Solely as a result of Sickness or Injury as diagnosed by a Medical Practitioner and on his/her advice and in Our opinion:

  • Unable to perform 2 or more of the following without the assistance of another person or using special equipment;
    • Cooking meals
    • Cleaning the home
    • Shopping for food
    • Providing care for children and/or dependent adults
    • Driving a car
  • Not working in or performing any occupation, whether income generating or not; and
  • Under the regular care of and following the advice of a Medical Practitioner, including recommended courses of treatment
Age 65-75

Solely as a result of Sickness or Injury as diagnosed by a Medical Practitioner and on his/her advice and in Our opinion:

  • Unable to perform 2 or more of the following without the assistance of another person or using special equipment;
    • Bathing – the ability to shower and bathe;
    • Dressing – the ability to put on and take off clothing;
    • Toileting – the ability to get on and off and use the toilet;
    • Mobility – the ability to get in and out of bed and a chair; and
    • Feeding – the ability to get food from a plate into the mouth.
  • Not working in or performing any occupation, whether income generating or not; and
  • Under the regular care of and following the advice of a Medical Practitioner, including recommended courses of treatment.

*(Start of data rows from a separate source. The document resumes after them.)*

PR #1537, opened 2016-02-08
Redshift Update - init_copy

dlstadther:
Independently check the 3 possible init_copy paths, allowing multiple of them to execute, if applicable.


DeaconDesperado:
Trying to familiarize myself with the RedShift code path in order to be able to better review, but this change LGTM :+1:

PR #1541, opened 2016-02-09
Keep track of num failed tasks.

dhruvg:
Add bookkeeping for number of failed tasks when getting work from the scheduler and workers.

### DIFF
--- a/luigi/scheduler.py
+++ b/luigi/scheduler.py
@@ -261,6 +261,9 @@ class Worker(object):
         else:
             return state.get_pending_tasks()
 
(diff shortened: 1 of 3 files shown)


erikbern:
LGTM but will this return the global number of failed tasks since last restart of the scheduler?

dhruvg:
Good catch, my intention was to get the number of failed tasks for the given worker. I have updated the PR.

dhruvg:
Closing in favor of https://github.com/spotify/luigi/pull/1543 which squashes the commits.

PR #1817, opened 2016-08-16
Adds BATCH_RUNNING to the visualiser

daveFNbuck:
## Description
In the earlier batching PR, I left out any visualiser elements. This
adds BATCH_RUNNING to the Task List selectors and Dependency Graph
legend. The legend needed to be widened a bit to accomodate the longer
name, and I replace commas with spaces while capitalizing the first
letter of each word in the legend.

## Motivation and Context
I realized while working to merge the latest trunk with my fork that my visualizer code was left out.

I've been using this for a few months now with the batch running backend from the dropped PR. This part should be the same, as it's just about the statuses.

### DIFF
--- a/luigi/static/visualiser/index.html
+++ b/luigi/static/visualiser/index.html
@@ -490,6 +490,16 @@
                   </div>
 
                   <div class="col-md-3 col-sm-6 col-xs-12">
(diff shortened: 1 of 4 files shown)


Tarrasch:
LGTM

Issue #1765, opened 2016-07-14
TypeError: can't pickle function objects with v2.2.0 PySparkTask


alextmeyer:
EDIT: (Similar issue to: https://github.com/spotify/luigi/issues/1714 but simplified and directly related to PySparkTask on 2.2.0)

Running simple module as a test (after running into this issue with a separate PySparkTask on a recently spun up EMR cluster with the newest version of Luigi installed - 2.2.0). Only running into this issue on Luigi==2.2.0, tested and works fine every version up until 2.2.0: 

Simple module:
```
import luigi
from luigi.contrib.spark import PySparkTask

class MyTask(PySparkTask):
    x = luigi.IntParameter()
    y = luigi.IntParameter(default=45)

    def main(self, sc, *args):
        sc.parallelize([self.x, self.y])
```

Continually running into the following error and the task fails out: 
```
ERROR: [pid 25382] Worker Worker(salt=572741934, workers=1, host=ip-<<>>, username=hadoop, pid=25382) failed    MyTask(x=123, y=456)
Traceback (most recent call last):
  File "/home/hadoop/venv/local/lib/python2.7/site-packages/luigi/worker.py", line 177, in run
    new_deps = self._run_get_new_deps()
  File "/home/hadoop/venv/local/lib/python2.7/site-packages/luigi/worker.py", line 115, in _run_get_new_deps
    task_gen = self.task.run()
  File "/home/hadoop/venv/local/lib/python2.7/site-packages/luigi/contrib/spark.py", line 281, in run
    self._dump(fd)
  File "/home/hadoop/venv/local/lib/python2.7/site-packages/luigi/contrib/spark.py", line 294, in _dump
    pickle.dump(self, fd)
  File "/home/hadoop/venv/lib64/python2.7/copy_reg.py", line 70, in _reduce_ex
    raise TypeError, "can't pickle %s objects" % base.__name__
TypeError: can't pickle function objects
```

(Not sure if there were any significant changes in PysparkTask or potentially change in pickle version being used under the hood)

**Steps to reproduce (on EMR cluster):**
```
virtualenv -p /usr/bin/python2.7 venv
source venv/bin/activate
pip install --upgrade pip
pip install luigi # (this works when specify any version 2.0.1 to 2.1.0)
# TO FIX: pip install --upgrade 'luigi==2.1.1'
luigi --module my_module MyTask --x 123 --y 456 --local-scheduler
```

Tarrasch:
[...]

Issue #1714, opened 2016-06-08
can't pickle function objects with SGEJobTask


mmendez12:
I've been using luigi.Task to run jobs on a SGE queuing system without any problem but when I try the example from the SGEJobTask documentation I get the following error:

```
Traceback (most recent call last):
  File "/home/toto/anaconda2/lib/python2.7/site-packages/luigi-2.1.1-py2.7.egg/luigi/worker.py", l
ine 191, in run
    new_deps = self._run_get_new_deps()
  File "/home/toto/anaconda2/lib/python2.7/site-packages/luigi-2.1.1-py2.7.egg/luigi/worker.py", l
ine 129, in _run_get_new_deps
    task_gen = self.task.run()
  File "/home/toto/anaconda2/lib/python2.7/site-packages/luigi-2.1.1-py2.7.egg/luigi/contrib/sge.p
y", line 214, in run
    self._init_local()
  File "/home/toto/anaconda2/lib/python2.7/site-packages/luigi-2.1.1-py2.7.egg/luigi/contrib/sge.p
y", line 205, in _init_local
    self._dump(self.tmp_dir)
  File "/home/toto/anaconda2/lib/python2.7/site-packages/luigi-2.1.1-py2.7.egg/luigi/contrib/sge.p
y", line 232, in _dump
    d = pickle.dumps(self)
  File "/home/toto/anaconda2/lib/python2.7/copy_reg.py", line 70, in _reduce_ex
    raise TypeError, "can't pickle %s objects" % base.__name__
TypeError: can't pickle function objects
```

Here is the code I tried to run on a cluster, it is not exactly what's on the documentation but both code returned the same error above:

``` python
import luigi
from luigi.contrib.sge import SGEJobTask

class TestJobTask(SGEJobTask):

    i = luigi.Parameter()

    def work(self):

        with open(self.output().path, 'w') as f:
            f.write('this is a test')

    def output(self):
        return luigi.LocalTarget('./testfile_' + str(self.i))

if __name__ == '__main__':
    tasks = [TestJobTask(i=str(i), shared_tmp_dir='./') for i in range(3)]
    luigi.build(tasks, local_scheduler=True, workers=3)
```

I checked the source code but I am not familiar with pickle so I am not sure what is going wrong here.

Does anyone know how to fix this? maybe @jfeala ?

Tarrasch:
Hmm, maybe you can @-ping the authors of the SGE module?

mmendez12:
[...]

PR #1819, opened 2016-08-17
Bug fix for spark task can not be pickled

ivannotes:
This PR is addressing https://github.com/spotify/luigi/issues/1765 

## Description
The change of this PR is trying to set problematic methods to None before dump and resume them
after dump which is consistent to the behavior of hadoop job which you can find [here](https://github.com/spotify/luigi/blob/master/luigi/contrib/hadoop.py#L947)

## Motivation and Context
https://github.com/spotify/luigi/issues/1765 

I ran this code with my own job and it works, also travis build is passed you can find it here https://travis-ci.org/ivannotes/luigi/builds/152888222

let me know it you need more information.

### DIFF
--- a/luigi/contrib/hadoop.py
+++ b/luigi/contrib/hadoop.py
@@ -944,7 +944,7 @@ class JobTask(BaseHadoopJobTask):
         """
         Dump instance to file.
         """
-        with self._without_unpicklable_properties():
+        with self.no_unpicklable_properties():
             file_name = os.path.join(directory, 'job-instance.pickle')
             if self.__module__ == '__main__':
                 d = pickle.dumps(self)
--- a/luigi/contrib/hadoop.py
+++ b/luigi/contrib/hadoop.py
@@ -944,23 +944,16 @@ class JobTask(BaseHadoopJobTask):
         """
         Dump instance to file.
         """
-        _set_tracking_url = self.set_tracking_url
-        self.set_tracking_url = None
-        _set_status_message = self.set_status_message
-        self.set_status_message = None
+        with self._without_unpicklable_properties():
+            file_name = os.path.join(directory, 'job-instance.pickle')
+            if self.__module__ == '__main__':
+                d = pickle.dumps(self)
+                module_name = os.path.basename(sys.argv[0]).rsplit('.', 1)[0]
+                d = d.replace(b'(c__main__', "(c" + module_name)
+                open(file_name, "wb").write(d)
 
-        file_name = os.path.join(directory, 'job-instance.pickle')
-        if self.__module__ == '__main__':
-            d = pickle.dumps(self)
-            module_name = os.path.basename(sys.argv[0]).rsplit('.', 1)[0]
-            d = d.replace(b'(c__main__', "(c" + module_name)
-            open(file_name, "wb").write(d)
-
-        else:
-            pickle.dump(self, open(file_name, "wb"))
-
-        self.set_tracking_url = _set_tracking_url
-        self.set_status_message = _set_status_message
+            else:
+                pickle.dump(self, open(file_name, "wb"))
 
     def _map_input(self, input_stream):
         """
--- a/luigi/contrib/sge.py
+++ b/luigi/contrib/sge.py
@@ -203,6 +203,7 @@ class SGEJobTask(luigi.Task):
         description="don't tarball (and extract) the luigi project files")
 
     def __init__(self, *args, **kwargs):
+        super(SGEJobTask, self).__init__(*args, **kwargs)
         if self.job_name:
             # use explicitly provided job name
             pass
@@ -270,15 +271,15 @@ class SGEJobTask(luigi.Task):
 
     def _dump(self, out_dir=''):
         """Dump instance to file."""
-        self.job_file = os.path.join(out_dir, 'job-instance.pickle')
-        if self.__module__ == '__main__':
-            d = pickle.dumps(self)
-            module_name = os.path.basename(sys.argv[0]).rsplit('.', 1)[0]
-            d = d.replace('(c__main__', "(c" + module_name)
-            open(self.job_file, "w").write(d)
-
-        else:
-            pickle.dump(self, open(self.job_file, "w"))
+        with self._without_unpicklable_properties():
+            self.job_file = os.path.join(out_dir, 'job-instance.pickle')
+            if self.__module__ == '__main__':
+                d = pickle.dumps(self)
+                module_name = os.path.basename(sys.argv[0]).rsplit('.', 1)[0]
+                d = d.replace('(c__main__', "(c" + module_name)
+                open(self.job_file, "w").write(d)
+            else:
+                pickle.dump(self, open(self.job_file, "w"))
 
     def _run_job(self):
 
--- a/luigi/contrib/sge.py
+++ b/luigi/contrib/sge.py
@@ -271,7 +271,7 @@ class SGEJobTask(luigi.Task):
 
     def _dump(self, out_dir=''):
         """Dump instance to file."""
-        with self._without_unpicklable_properties():
+        with self.no_unpicklable_properties():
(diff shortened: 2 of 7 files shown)


Tarrasch:
Normally we expect bugfixes to come with a testcase so that the bug is not reintroduced.

ivannotes:
@Tarrasch will work on it later today :)

Tarrasch:
Great. Thanks! Let's let this live for a day or so so others have time to comment. Then this can be merged.

erikbern:
👍

ehdr:
👍

petergaultney:
@ivannotes, thank you for working on this. 

I would suggest that this functionality be moved into task.py as a pair of methods - `_pre_pickle_dump()` and `_post_pickle_dump()`. It would seem that [SGETask has the same issue](https://github.com/spotify/luigi/issues/1714), and obviously HadoopTask did as well. Then, inheriting tasks that need to pickle themselves could simply call the methods before and after the pickling, and there would be a central place to maintain the portions of the base Task that cannot be pickled.

```
def _pre_pickle_dump(self):
    _set_status_message = self.set_status_message
    _set_tracking_url = self.set_tracking_url
    self.set_status_message = None
    self.set_tracking_url = None
    return (_set_status_message, _set_tracking_url)

def _post_pickle_dump(self, unpickleable_tuple):
    self.set_status_message = unpickleable_tuple[0]
    self.set_tracking_url = unpickleable_tuple[1]
```

example usage:

```
    def _dump(self, fd):
        unpickleable_tuple = self._pre_pickle_dump()

        if self.__module__ == '__main__':
            d = pickle.dumps(self)
            module_name = os.path.basename(sys.argv[0]).rsplit('.', 1)[0]
            d = d.replace(b'(c__main__', "(c" + module_name)
            fd.write(d)
        else:
            pickle.dump(self, fd)

       self._post_pickle_dump(unpickleable_tuple)
```

Tarrasch:
@petergaultney, thanks for thinking long-term like this. I really like your suggestion. I would only suggest that  we only define 1 context-manager method instead. You would use it like this 

```python
def _dump(self, fd):
    with self._no_unpickleable_properties():
        if self.__module__ == '__main__':
            d = pickle.dumps(self)
            module_name = os.path.basename(sys.argv[0]).rsplit('.', 1)[0]
            d = d.replace(b'(c__main__', "(c" + module_name)
            fd.write(d)
        else:
            pickle.dump(self, fd)
```

Would that work @petergaultney?

ivannotes:
@Tarrasch @petergaultney I think context manager is a good idea,  I will change it in this PR and apply it to SparkTask. And another question is do we need to change hadoop task and SGETask in this PR ?

Tarrasch:
@ivannotes I wouldn't say it's necessary but it would be nice. :)

petergaultney:
@Tarrasch, yes, that's definitely an improvement on my suggestion. @ivannotes, thanks again for chasing this one down; it will be a big help to us at Eventbrite.

test/contrib/sge_test.py
```diff
@@ -21,9 +21,10 @@
 from glob import glob
 import unittest
 import logging
+from mock import patch
 
 import luigi
-from luigi.contrib.sge import SGEJobTask, _parse_qstat_state, _clean_task_id
```
ivannotes: @Tarrasch it surprised me that this task can not work on my laptop, I found out the `_clean_task_id` is not there anymore so I just remove it in this test case.

FYI the command I ran the test on my lap top is
```
tox -e py-nonhdfs -- -s --tests=test/contrib/sge_test.py
```
let me know if I'm wrong

luigi/contrib/sge.py
```diff
@@ -203,6 +203,7 @@ class SGEJobTask(luigi.Task):
         description="don't tarball (and extract) the luigi project files")
 
     def __init__(self, *args, **kwargs):
+        super(SGEJobTask, self).__init__(*args, **kwargs)
```
ivannotes: @Tarrasch this is another change you need to pay attention, it seems `SGEJobTask` is not calling `super.__init__` which break the test case some how.

test/contrib/sge_test.py
Tarrasch: Oh, I didn't know it was optional to leave out the python version. Cool.

Anyway the command looks sane. You might want to see the COTNRIBUTING file too though.

luigi/task.py
```diff
@@ -550,6 +551,37 @@ def on_success(self):
...
+                    with self._without_unpicklable_properties():
+                        pickle.dumps(self)
+
+        """
+        unpicklable_properties = ('set_tracking_url', 'set_status_message')
+        reserved_properties = {}
+        for property_name in unpicklable_properties:
+            if hasattr(self, property_name):
+                reserved_properties[property_name] = getattr(self, property_name)
+                setattr(self, property_name, None)
```
Tarrasch: Here is an opportunity to save somebody from great debugging frustration I think. What if instead of `None` we have a human-readable value like `placeholder_during_pickling`. That is so easy to `grep` to.

What do you think?

ivannotes: agree, will do this

Tarrasch:
Really cool to see that you so beautifully documented and tested your method. Although it's not strictly necessary for private methods. Thanks for caring about the code quality!

luigi/task.py
```diff
@@ -550,6 +551,37 @@ def on_success(self):
         Default behavior is to send an None value"""
         pass
 
+    @contextmanager
+    def _without_unpicklable_properties(self):
```
Tarrasch: given that the syntax for python's context manager invocation is `with xxx:`, perhaps change `without` to `no`. Contrast

```
with self._without_unpicklable_properties():
    ...
```

and


```
with self._no_unpicklable_properties():
    ...
```

ivannotes: reasonable, will do

luigi/contrib/sge.py
Tarrasch: How is this possible??? Parameters won't be set if you don't call the Task's constructor (I thought).

Anyway looks sane.

luigi/contrib/hadoop.py
```diff
@@ -944,23 +944,16 @@ def dump(self, directory=''):
...
-        _set_status_message = self.set_status_message
-        self.set_status_message = None
-
-        file_name = os.path.join(directory, 'job-instance.pickle')
-        if self.__module__ == '__main__':
-            d = pickle.dumps(self)
-            module_name = os.path.basename(sys.argv[0]).rsplit('.', 1)[0]
-            d = d.replace(b'(c__main__', "(c" + module_name)
-            open(file_name, "wb").write(d)
+        with self._without_unpicklable_properties():
```
Tarrasch: Excellent! :)

Tarrasch:
This looks good. Do others want to review again?

luigi/task.py
```diff
@@ -566,16 +566,17 @@ def _without_unpicklable_properties(self):
             class DummyTask(luigi):
 
                 def _dump(self):
-                    with self._without_unpicklable_properties():
+                    with self.no_unpicklable_properties():
                         pickle.dumps(self)
 
         """
         unpicklable_properties = ('set_tracking_url', 'set_status_message')
+        placeholder_during_pickling = None
```
Tarrasch: Nonono....

My point was that when somebody is debugging why something is not working. and they suddenly see that  `mytask.set_tracking_url` is `None`, they will be clueless. I basically suggest you edit this to 

```
placeholder_during_pickling = 'placeholder_during_pickling'
```

But of course inline it ^^

ivannotes: aha, I see ;)

ivannotes: fixed in d3c6b51

Tarrasch:
Cool! Thanks. Will merge once other +1's ^^

peterg-eb:
@Tarrasch, any chance we can get this into 2.3.1 as well, since PySparkTask has been unusable since 2.2?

Pre Existing Medical Condition - means any:

  • Sickness, injury, or medical condition, or any symptoms of a sickness, injury or medical condition, of which, during the five years prior to the Cover Commencement Date, reinstatement or any increase in Cover you apply for, the Life Insured was aware, or of which a reasonable person could have been expected to be aware.
  • Stroke, bleeding from an arterial aneurysm or heart attack related claim, if any of the following was apparent in the five years prior to the Cover Commencement Date, reinstatement or any increase in Cover you apply for:
  • Body Mass Index of 40 or higher,
  • Systolic blood pressure having exceeded 160mmHg and diastolic blood pressure having exceeded 100mmHg,
  • Total blood cholesterol having exceeded 7.0 mmol/L, or
  • Being a diabetic with any one of the following: proteinuria, kidney disease, retinopathy, neuropathy or admittance to hospital for treatment of diabetes.
  • Malignant cancer diagnosed prior to the Cover Commencement Date, reinstatement or any increase in Cover you apply for which subsequently recurs or spreads.

Usual Occupation means:

  • The paid occupation in which the Life Insured was engaged for 20 or more hours a week immediately prior to being Out of Action, for which regular remuneration was received; or
  • The occupation in which the Life Insured was engaged for 30 or more hours a week immediately prior to being Involuntarily Unemployed and for which regular remuneration was received; or
  • Any occupation for which the Life Insured is suited by reason of his or her education, training and/or experience.

Waiting Period is the time you need to be continuously 'Out of Action' or redundant before benefits start to accrue. Benefits are then paid monthly in arrears while you're getting medical care or looking for new employment. You don't have to pay any premiums while you are receiving benefits.

Working means engaged in a Usual Occupation for 20 or more hours per week immediately before being ‘Out of Action’ or for 30 or more hours per week immediately before being made Involuntarily Unemployed.